Content starts
PR #1767, opened 2023-09-07
Fix JSON indentation on modular config doc

JessamyT:
Also applies a small body text change that was applied to the similar words in the other part of the doc.

### DIFF
--- a/docs/extend/modular-resources/configure.md
+++ b/docs/extend/modular-resources/configure.md
@@ -84,7 +84,7 @@ If, for example, the module provides a motor component, and the motor is running
 
 ### Configure a modular resource from a Registry module
 
-Once you have configured a module from the Viam Registry, you can add any number of the resources that module makes available to your robot by adding new components or services configured with your modular resources' new subtype or [model](/extend/modular-resources/key-concepts/#models).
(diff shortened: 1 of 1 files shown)


docs/extend/modular-resources/configure.md
```diff
@@ -84,7 +84,7 @@ If, for example, the module provides a motor component, and the motor is running
 
 ### Configure a modular resource from a Registry module
 
-Once you have configured a module from the Viam Registry, you can add any number of the resources that module makes available to your robot by adding new components or services configured with your modular resources' new subtype or [model](/extend/modular-resources/key-concepts/#models).
+Once you have configured a module from the Viam Registry, you can add any number of the resources that the module makes available to your robot by adding new components or services configured with your modular resources' [model](/extend/modular-resources/key-concepts/#models).
```
andf-viam, line 87: Thank you I must have brained `incoming | current` wrong 👍

andf-viam (approved):
LGTM, thank you for making this change.

docs/extend/modular-resources/configure.md
JessamyT: Haha I don't even know any more--this text was (and is) in two places so I think we both only caught one of them before :D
Content ends
| WHAT YOU SHOULD DO |
Scan the data above; copy every line where "JessamyT" appears.

| ANSWER BOX |
JessamyT:
JessamyT: Haha I don't even know any more--this text was (and is) in two places so I think we both only caught one of them before :D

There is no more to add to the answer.